# 6 O clock hold



## Nambaster (Nov 15, 2007)

Before I mount my Cabelas Pine Ridge Scope on my muzzy I am thinking about the benefits of shooting open sights. I have some questions for those who are the 6 O clock holders. Obviously out at 150 yards even the narrowest front sight is going to cover a deer for the majority of its body. How do you determine where to hold the distance between your front sight and your target?

It seems like sighting in a muzzy with the 6 0 clock hold is pretty much just making it so that it shoots a little high all the time. Is this right? 

That being the case you are going to want to raise your rear sight slightly so long at it is zeroed correctly. Is any of this making any sense?

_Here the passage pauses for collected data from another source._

PR #674, opened 2023-10-13
Replace Localpart with LocalpartSuffix 

kegsay:
Based on https://github.com/matrix-org/complement/pull/673

This means clients can't register specific localparts, which is good for dirty runs.

TODO: Delete `Deployment.Client` and swap to `Deployment.Register` for standard alice/bob runs.

### DIFF
--- a/helpers/clientopts.go
+++ b/helpers/clientopts.go
@@ -1,10 +1,10 @@
 package helpers
 
 type RegistrationOpts struct {
-	Localpart string // default '' (don't care)
-	DeviceID  string // default '' (generate new)
-	Password  string // default 'complement_meets_min_password_requirement'
-	IsAdmin   bool   // default false
+	LocalpartSuffix string // default '' (don't care)
+	DeviceID        string // default '' (generate new)
+	Password        string // default 'complement_meets_min_password_requirement'
+	IsAdmin         bool   // default false
 }
 
 type LoginOpts struct {
--- a/internal/docker/deployment.go
+++ b/internal/docker/deployment.go
@@ -85,10 +85,7 @@ func (d *Deployment) Register(t *testing.T, hsName string, opts helpers.Registra
 	if password == "" {
 		password = "complement_meets_min_password_req"
 	}
-	localpart := opts.Localpart
-	if localpart == "" {
-		localpart = fmt.Sprintf("user-%v", d.localpartCounter.Add(1))
-	}
+	localpart := fmt.Sprintf("user-%v-%v", d.localpartCounter.Add(1), opts.LocalpartSuffix)
 	var userID, accessToken, deviceID string
 	if opts.IsAdmin {
 		userID, accessToken, deviceID = client.RegisterSharedSecret(t, localpart, password, opts.IsAdmin)
--- a/tests/csapi/device_lists_test.go
+++ b/tests/csapi/device_lists_test.go
@@ -2,7 +2,6 @@ package csapi_tests
 
 import (
 	"fmt"
-	"sync/atomic"
 	"testing"
 
 	"github.com/matrix-org/complement"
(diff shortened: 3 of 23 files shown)


helpers/clientopts.go
```diff
@@ -1,10 +1,10 @@
 package helpers
 
 type RegistrationOpts struct {
-	Localpart string // default '' (don't care)
-	DeviceID  string // default '' (generate new)
-	Password  string // default 'complement_meets_min_password_requirement'
-	IsAdmin   bool   // default false
+	LocalpartSuffix string // default '' (don't care)
```
DMRobertson, line 4: Can we make this a prefix so that I can grep for `@alice` instead of `@[^:]+alice`?

DMRobertson: c.f. https://github.com/matrix-org/sliding-sync/blob/57d8c1deba918597f558b013cbc94432ed14d649/tests-e2e/main_test.go#L214

internal/docker/deployment.go
```diff
@@ -85,10 +85,7 @@ func (d *Deployment) Register(t *testing.T, hsName string, opts helpers.Registra
 	if password == "" {
 		password = "complement_meets_min_password_req"
 	}
-	localpart := opts.Localpart
-	if localpart == "" {
-		localpart = fmt.Sprintf("user-%v", d.localpartCounter.Add(1))
-	}
+	localpart := fmt.Sprintf("user-%v-%v", d.localpartCounter.Add(1), opts.LocalpartSuffix)
```
DMRobertson, line 88: If there's no suffix, the localpart is gonna end with `-` which feels a bit weird. Though that is completely fine.

tests/csapi/device_lists_test.go
```diff
@@ -21,13 +20,6 @@ import (
 //  1. `/sync`'s `device_lists.changed/left` contain the correct user IDs.
 //  2. `/keys/query` returns the correct information after device list updates.
 func TestDeviceListUpdates(t *testing.T) {
-	var localpartIndex int64 = 0
-	// generateLocalpart generates a unique localpart based on the given name.
-	generateLocalpart := func(localpart string) string {
-		index := atomic.AddInt64(&localpartIndex, 1)
-		return fmt.Sprintf("%s%d", localpart, index)
-	}
-
```
DMRobertson, line 30: This feels like a win!

tests/msc3902/federation_room_join_partial_state_test.go
```diff
@@ -376,7 +376,7 @@ func TestPartialStateJoin(t *testing.T) {
 	// resync completes. This test does exactly that.
 	t.Run("EagerLongPollingSyncWokenWhenResyncCompletes", func(t *testing.T) {
 		alice := deployment.Register(t, "hs1", helpers.RegistrationOpts{
-			Localpart: "t1alice_long_polling",
+			LocalpartSuffix: "t1alice_long_polling",
```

150-200 yards is a crazy distance to shoot open sight, but not packing a scope and scope mounts and being able to shoot through rain and fog seems to have an advantage worth trying open sights with a muzzy. Anyone have any input on this?


----------



## DallanC (Jan 13, 2009)

Top edge of the front post bisects vertically where I want the bullet to hit. With a good vernier rear sight, shots out to 500 yards are doable.


-DallanC


----------



## ridgetop (Sep 13, 2007)

When I used to shoot open sights. I would file down the front sight real thin and paint a white tip on the point. I then would place the "point" on the point of impact of what I was shooting at and plan on hitting an inch or so above the point tip.


----------



## Critter (Mar 20, 2010)

I use a peep sight on my ML and use the 6 O'clock hold all the time and it is good for me out to 200 yards. For hits on animals you just need to know fairly close the size of the animal that you are shooting at and there is no problems. But then the furthest that I have shot a animal with the peep sights has been 75 yards. 
I have a fine front sight on my sidelock and usually place the bead right where I want it to hit, but then most of the animal is obscured by the rear sight.


----------



## MWScott72 (May 23, 2011)

I had absolutely no luck with the Pine Ridge scopes on my .45 cal muzzy 3 years back. Got the original scope and it came apart after a couple range sessions. Got a replacement from Cabelas, and the same thing happened. I couldn't find a 1X scope that I liked in the price range I wanted, so I gave up and went with iron sights.


----------



## Nambaster (Nov 15, 2007)

The pine ridge scope is now on my muzzy. I have shot close to 50 rounds through it now and it dramatically helped my elevation. How is it that Cabelas claims they are 1x but they still kinda zoom?


----------



## BPturkeys (Sep 13, 2007)

Open (iron) sights do have all the advantages that you mentioned i.e. no fog, don't get knocked off, etc, but they do limit your effective range and you will need to do some serious practice to become proficient. If you want to go with open sights and you take the time to become proficient you will find a level of satisfaction after the harvest that you don't find after taking the game with your fancy, scoped up modern weapon.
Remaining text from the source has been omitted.